What a racket

Independent filmmakers Hemant Gaba and Pankaj Johar feel that chasing dreams is better than settling down

Published - July 19, 2012 07:21 pm IST

(From left) Filmmakers Pankaj Johar and Hemant Gaba

(From left) Filmmakers Pankaj Johar and Hemant Gaba

The film, Shuttlecock Boys revolves around the lives, successes and failures of four friends. A film on self-discovery and coming of age, it wouldn’t be wrong to think that it is inspired from the very lives of Hemant Gaba and Pankaj Johar, director and producers of the film. The 32-year- olds, Hemant and Pankaj, dove head-first into the world of film-making. Quitting a well-paying job in finance was not easy, says Pankaj. “Yes it pinches when I see my peers earning piles of money but life is always about how you feel when you wake up in the morning.

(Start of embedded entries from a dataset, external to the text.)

PR #787, opened 2025-01-08
Python 3.13 Support, 3.8 EOL

ax3l:
Add support for Python 3.13.
Remove 3.8 because it is EOL as of Oct 2024.

Bump to pybind11 2.13.0+, which add Python 3.13 support in CI.

Same as:
- https://github.com/ECP-WarpX/WarpX/pull/5361
- https://github.com/AMReX-Codes/pyamrex/pull/374

Note that we remove Python 3.8 only from documentation for now, but do not hard enforce that it is not used (because old Ubuntu versions and CI still use it). Enforcement would go in `CMakeLists.txt` (`find_package(Python 3.9 ...)`) and in `setup.py` (`python_requires=">=3.8"`).

### DIFF
--- a/cmake/dependencies/pybind11.cmake
+++ b/cmake/dependencies/pybind11.cmake
@@ -37,7 +37,7 @@ function(find_pybind11)
             mark_as_advanced(FETCHCONTENT_UPDATES_DISCONNECTED_FETCHEDpybind11)
         endif()
     else()
-        find_package(pybind11 2.12.0 CONFIG REQUIRED)
+        find_package(pybind11 2.13.0 CONFIG REQUIRED)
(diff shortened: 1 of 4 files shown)


cmake/dependencies/pybind11.cmake
EZoni, line 1: Is there a reason why we have `2.13.0` in one line and `v2.13.6` in another line or is it just a typo?

ax3l: The one line is the minimum requirement for `find_package` (any newer than `2.13.0` will work), the other is the exact version we download on the fly (latest patch level, because great).

cemitch99 (approved):
This looks good to me.

PR #789, opened 2025-01-08
Address possible NaN in ExactSbend & ChrUniformAcc

### LINKED ISSUE #599: Exact sbend returns NaN for certain beam/element input values
The nonlinear map for the exact sbend element requires extracting a square root, which can yield NaN for certain initial values providing a negative radicand.  An error flag or switch should be added to avoid this.  Observed by @SchroederSa

cemitch99:
This PR addresses the special case when the square root appearing in the nonlinear map for the ExactSbend element becomes negative -- due, for example, to numerical roundoff.

A similar restriction of the domain of map definition appears for the ChrAcc element, and this is also addressed here.  A modified cyclotron example is added with increased energy spread to illustrate the possibility of particle loss.

Fix #599 .

- [x] treat the special case of negative sqrt
- [x] mark particles as lost if outside the domain of map definition
- [x] find a problematic example to verify that Issue #599 is resolved
- [x] double-check the nonlinear map implementation
- [x] fix possible NaN in ChrAcc element also
- [x] add modified cyclotron example as benchmark test
- [x] choose values for analysis script

Follow-up:  Check for any additional (nonlinear) elements that require further restrictions on the domain of definition to avoid nan's.


cemitch99:
Found two examples that illustrate the original problem and this fix.  Just trying to decide what works best for testing.

examples/cyclotron/README.rst
```diff
@@ -50,3 +50,52 @@ Visualize
 .. note::
 
    TODO :)
+
+
+.. _examples-cyclotron-loss:
+
+Cyclotron with Dynamical Losses
+================================
```
ax3l:
```suggestion
Cyclotron with Dynamical Losses
===============================
```

ax3l (approved):
That looks great, thank you for handling these corner cases!

examples/cyclotron/README.rst
```diff
@@ -50,3 +50,52 @@ Visualize
...
+
+Cyclotron with Dynamical Losses
+===============================
+
+This is identical to the example above, except that the initial energy spread of the beam is increased.  The value is so large that some particles are not successfully transported.
+These particles are considered "lost".
+
+In this test, the initial values of :math:`\sigma_x`, :math:`\sigma_y`, :math:`\sigma_t`, :math:`\epsilon_x`, :math:`\epsilon_y`, and :math:`\epsilon_t` must agree with nominal values.
+
+In addition, the fraction of charge that is lost must agree with the nominal value of 7.7754%, to within a specified tolerance.
```
SchroederSa, line 65: It's a bit unclear where the number 7.7754% is coming from.

examples/cyclotron/run_cyclotron_loss.py
```diff
@@ -0,0 +1,69 @@
...
+    muxpx=-0.0,
+    muypy=0.0,
+    mutpt=0.0,
+)
+sim.add_particles(bunch_charge_C, distr, npart)
+
+# add beam diagnostics
+monitor = elements.BeamMonitor("monitor", backend="h5")
+
+# design the accelerator lattice)
```
SchroederSa, line 49: Little typo: ')' at the end of the line

src/particles/elements/ChrUniformAcc.H
```diff
@@ -123,57 +123,66 @@ namespace impactx
...
-
-            // assign updated momenta
-            px = pxout;
-            py = pyout;
-            pt = ptout;
+            amrex::ParticleReal const pti_tot2 = std::pow(pti_tot,2);
+            amrex::ParticleReal const ptf_tot2 = std::pow(ptf_tot,2);
+
+            // check whether particle lies within the domain of map definition
+            if (pti_tot2 <= 1_prt || ptf_tot2 <= 1_prt) {
```
SchroederSa, line 130: Just a question: Are there coding practices on what to put in an 'if' clause and what in a 'else' clause? I would have naively thought the if(XXX) is testing the good / default case and the 'else:' handling the exception.
Thanks!

examples/cyclotron/run_cyclotron_loss.py
```diff
@@ -0,0 +1,69 @@
...
+
+# domain decomposition & space charge mesh
+sim.init_grids()
+
+# load initial beam
+kin_energy_MeV = 4.0e-3  # reference energy
+bunch_charge_C = 1.0e-9  # used with space charge
+npart = 10000  # number of macro particles
+
+#   reference particle
```
SchroederSa, line 28: There are an irregular number of spaces in line 28 and 32 after the '#  '

SchroederSa (commented):
Thanks for taking care of this! I just added some meticulous hints to typos.

PR #790, opened 2025-01-09
Release 25.01

ax3l:
Prepare the January release of ImpactX :tada:


ax3l:
AMReX Windows FFTW: will be addressed in the weekly update https://github.com/AMReX-Codes/amrex/pull/4282
Compiles on CF & Spack also with the current `25.01` release of AMReX, so we can ignore it for this release.

ax3l:
@WeiqunZhang interesting, when we update AMReX to `25.01`, our ASAN plugin shows a memory leak in `amrex::FFT::OpenBCSolver`

[job-logs.zip](https://github.com/user-attachments/files/18364698/job-logs.zip)

cmake/dependencies/ABLASTR.cmake
```diff
@@ -161,15 +161,15 @@ set(ImpactX_openpmd_src ""
...
+set(ImpactX_ablastr_branch "25.01"
     CACHE STRING
     "Repository branch for ImpactX_ablastr_repo if(ImpactX_ablastr_internal)")
 
 # AMReX is transitively pulled through ABLASTR
 set(ImpactX_amrex_repo "https://github.com/AMReX-Codes/amrex.git"
     CACHE STRING
     "Repository URI to pull and build AMReX from if(ImpactX_amrex_internal)")
-set(ImpactX_amrex_branch "e64ffef57a7608d1d60f9abe738cc634e9c1272e"
+set(ImpactX_amrex_branch ""
```
cemitch99, line 173: To clarify for my understanding:  without a specification here, what version of AMReX will be used?

ax3l: Without specifying it here, we pick the version set in ABLASTR (WarpX):
https://github.com/ECP-WarpX/WarpX/blob/development/cmake/dependencies/AMReX.cmake#L293-L301

I usually only overwrite it here if we temporarily need a newer version than what is set there.

WeiqunZhang:
https://www.fftw.org/faq/section3.html#leaks

> Question 3.16. FFTW seems to have a memory leak.
> After you create a plan, FFTW caches the information required to quickly recreate the plan. (See [Q3.9 `Can I save FFTW's > plans?'](https://www.fftw.org/faq/section3.html#savePlans)) It also maintains a small amount of other persistent memory. You can deallocate all of FFTW's internally allocated memory, if you wish, by calling fftw_cleanup(), as documented in the manual.

We could try to call fftw_cleanup.

ax3l:
Interesting, I never saw this issue in other FFTW runs. Sure, let's add this to AMReX finalization?

WeiqunZhang:
Could we try https://github.com/AMReX-Codes/amrex/pull/4289 to see if it fixes the problem? If it does, I am actually not sure we should fix it.

ax3l:
I'll try.

I was wondering why `linac-segment.run`  is the only test that shows the memory leak, and the reason might be that all other FFT tests in ImpactX are set to not use MPI.

WeiqunZhang:
The issue might be batched fftw plans. When there is no MPI, we use fftw to do the 3d fft. But with MPI, we fftw to do batched 1d ffts.

WeiqunZhang:
In that test, we call both `fftw_plan_dft_?2?` and `fftwf_plan_many_dft_?2?`. But the log shows it only complains about the latter.

ax3l:
Correct, same with valgrind.

WeiqunZhang:
Okay, I found the issue. This is a real memory leak. Let me think about how to fix it.

WeiqunZhang:
https://github.com/AMReX-Codes/amrex/pull/4290

ax3l:
Thank you - awesome, that fixes the leaks we see here :tada:

ax3l:
Testing all new AMReX bugfixes in #791, but will merge this release PR first.

PR #793, opened 2025-01-09
Remove Managed Memory Workarounds

ax3l:
Two changes:
- the AMReX default for `the_arena_is_managed` is false for a while, so we do not need to "overwrite" it anymore https://github.com/AMReX-Codes/amrex/pull/3438
- our initial implementation of particle loss in apertures was reworked for a while and does not require managed GPU memory anymore: remove work-arounds in inputs #531


cemitch99 (approved):
Ok, great.

atmyers (approved):

PR #795, opened 2025-01-10
Fix Lost Particle w/ Runtime Attr

### LINKED ISSUE #762: Monitor+Nonlinear invariants+Aperture yields SegFault
The test script below yields a SegFault.  However, the script runs successfully in any of the following cases:

1) If the flag "nonlinear_lens_invariants=True" is changed to "nonlinear_lens_invariants=False".
2) If the Aperture element is removed or commented.
3) If the first Monitor element is removed or commented.

The following is a Python script.  (The change .py -> .txt was made to allow attachment to this Issue.)
[run_aperture_test_segfault.txt](https://github.com/user-attachments/files/17894412/run_aperture_test_segfault.txt)

ax3l:
For some processes and/or diagnostics, we add extra runtime attributes to our beam (particle container). The logic that collected "lost" particles in the beamline, i.e., as marked as lost in apertures, did not account for extra runtime attributes and thus got lost in bookkeeping.

This fixes the collection logic to be more robust and also copy any extra runtime attributes over to the "lost" particle recording.

This was first seen with an input that used the nonlinear lens (NLL), NLL-invariant diagnostics and an aperture at the same time. Fix #762

- [ ] add a test to the NLL / IOTA examples (i.e., make sure we have an aperture that removes particles active?)

### DIFF
--- a/src/particles/CollectLost.cpp
+++ b/src/particles/CollectLost.cpp
@@ -55,8 +55,26 @@ namespace impactx
         BL_PROFILE("impactX::collect_lost_particles");
 
         using SrcData = ImpactXParticleContainer::ParticleTileType::ConstParticleTileDataType;
-
         ImpactXParticleContainer& dest = *source.GetLostParticleContainer();
+
+        // Check destination has the same attributes as source + "s_lost"
+        for (auto & name : source.GetRealSoANames())
+        {
+            if (!dest.HasRealComp(name)) {
+                dest.AddRealComp(name);
+            }
+        }
+        for (auto & name : source.GetIntSoANames())
+        {
+            if (!dest.HasIntComp(name)) {
+                dest.AddIntComp(name);
+            }
+        }
+        AMREX_ALWAYS_ASSERT_WITH_MESSAGE(source.GetRealSoANames().size() + 1 == dest.GetRealSoANames().size(),
+                                         "Source and destination have different Real attributes!");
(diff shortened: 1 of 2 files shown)


src/particles/CollectLost.cpp
```diff
@@ -55,8 +55,26 @@ namespace impactx
...
         using SrcData = ImpactXParticleContainer::ParticleTileType::ConstParticleTileDataType;
-
         ImpactXParticleContainer& dest = *source.GetLostParticleContainer();
+
+        // Check destination has the same attributes as source + "s_lost"
+        for (auto & name : source.GetRealSoANames())
+        {
+            if (!dest.HasRealComp(name)) {
+                dest.AddRealComp(name);
+            }
```
ax3l: @atmyers question for you: we use `amrex::filterAndTransformParticles` below.
I am a bit afraid that when the order of attributes added in `dest` is not 100% the same as in `source` that this gets confused.

In particular, the attributes in `source` are something like:
- x,y,t,px,py,pt,I,H
and in `dest`
- x,y,t,px,py,pt,s,I,H

`s`, `I` and `H` are runtime components, all are `Real`.

Will that lead to broken/mismatched or partial copies from `source` to `dest`?

ax3l: I tried to add a few asserts, but maybe we need to generalize with new helper methods/functions for copies that help with the matching a bit, to simplify complex bookkeeping.

PR #1592, opened 2026-08-04
Fix `BeamMonitor`: Sample Interval Leak

### LINKED ISSUE #1583: `period_sample_intervals` inappropriately applied to other `BeamMonitor` elements
I modified the run_fodo.py example so there were two BeamMonitor elements saving to different files which is attached to this issue. The first at the beginning of the lattice has a period_sample_interval set to a large number. The second BeamMonitor element at the end of the lattice has the default sample interval which should be 1. I set sim.periods = 4 to run four iterations of the lattice. After running the script, output from the first monitor has one iteration at the beginning of the lattice but the output from the second monitor also has only one iteration saved.

You can see just from the size of the output files that they have the same number of iterations saved:
```
(impactx-test) [egstern@WL-146057 fodo_monitor_wtf]$ ls -l diags/openPMD
total 3100
-rw-r--r-- 1 egstern egstern 1621720 Aug  2 09:37 monitor1.h5
-rw-r--r-- 1 egstern egstern 1621720 Aug  2 09:37 monitor2.h5
-rw-r--r-- 1 egstern egstern      12 Aug  2 09:37 paraview.pmd
```

But I also have written a little utility that lists the iterations in an openPMD file:

```
(impactx-test) [egstern@WL-146057 fodo_monitor_wtf]$ python ~/impactx-apps/booster-simple/list_iterations.py diags/openPMD/monitor1.h5
file:  diags/openPMD/monitor1.h5
iterations in file:  [1]
```

```
(impactx-test) [egstern@WL-146057 fodo_monitor_wtf]$ python ~/impactx-apps/booster-simple/list_iterations.py diags/openPMD/monitor2.h5
file:  diags/openPMD/monitor2.h5
iterations in file:  [127]
```

[run_fodo.py](https://github.com/user-attachments/files/30633592/run_fodo.py)

ax3l:
The sample interval leaked across all monitors. This fixes it.

Fix #1583

### DIFF
--- a/src/elements/diagnostics/BeamMonitor.cpp
+++ b/src/elements/diagnostics/BeamMonitor.cpp
@@ -28,6 +28,7 @@ namespace io = openPMD;
 
 #include <filesystem>
 #include <fstream>  // for std::ofstream
+#include <stdexcept>
 #include <string>
 #include <utility>
 #include <vector>
@@ -141,6 +142,9 @@ namespace detail {
         m_particles(particles),
         m_beam_moments(beam_moments)
     {
+        if (period_sample_intervals < 1) {
+            throw std::runtime_error("BeamMonitor: period_sample_intervals must be >= 1");
+        }
     }
 
     void BeamMonitor::open ()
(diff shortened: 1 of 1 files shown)


cemitch99 (approved):
Thanks for the quick fix.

I found my calling in films, money is just superficial,” he smiles. Pankaj has worked as a television producer for eight years and has an extensive experience of working on documentaries. Still Standing , a documentary he directed won the Dadasaheb Phalke Chitrnagri award. Hemant Gaba worked in the IT sector and while in New York, attended film-making workshops and decided to take the plunge and moved to India to make films. Together, thick friends and now business partners, Hemant and Pankaj started their own production house Penny Wise Films. They have a clean cycle of direction and production. While one directs, the other one produces.

Shuttlecock Boys is quintessentially a film that seeks to answer a personal question of choosing dreams over life’s lemons. “It’s about four guys, one of them is preparing for CA examinations, one is working in a call centre, one is a cook and the other is a credit card salesman. What binds them together is a game of badminton they play every night on the street, until they decide to start something together. The film is about the trials and tribulations and the relationship that evolves between the four,” says Hemant who has directed the film.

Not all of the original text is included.